* [Dataset records]:

PR #927, opened 2020-12-03
[Rendering] Allows to use in-memory generated materials as blend layers

azeno:
# PR Details

## Description

By querying the `Material.Descriptor` property first an in-memory generated material can be used in blend layers.

## Types of changes

## Checklist


xen2:
Do you directly invoke the `Material.New` yourself?
I wonder if we want to make this behavior default (we probably want to get rid of unused data, and also you never know if user might mutate this descriptor to create multiple materials).

azeno:
I could live without the `Material.New` - we could simply assign the descriptor on our own after calling it. However the lookup was important I remember - to not rely on having the material as an asset.

azeno:
I just updated the PR and added a comment in code.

* [About this task]: Word for word, write out all of the entries again.

* [Answer to this exercise]:
PR #927, opened 2020-12-03
[Rendering] Allows to use in-memory generated materials as blend layers

azeno:
# PR Details

## Description

By querying the `Material.Descriptor` property first an in-memory generated material can be used in blend layers.

## Types of changes

## Checklist


xen2:
Do you directly invoke the `Material.New` yourself?
I wonder if we want to make this behavior default (we probably want to get rid of unused data, and also you never know if user might mutate this descriptor to create multiple materials).

azeno:
I could live without the `Material.New` - we could simply assign the descriptor on our own after calling it. However the lookup was important I remember - to not rely on having the material as an asset.

azeno:
I just updated the PR and added a comment in code.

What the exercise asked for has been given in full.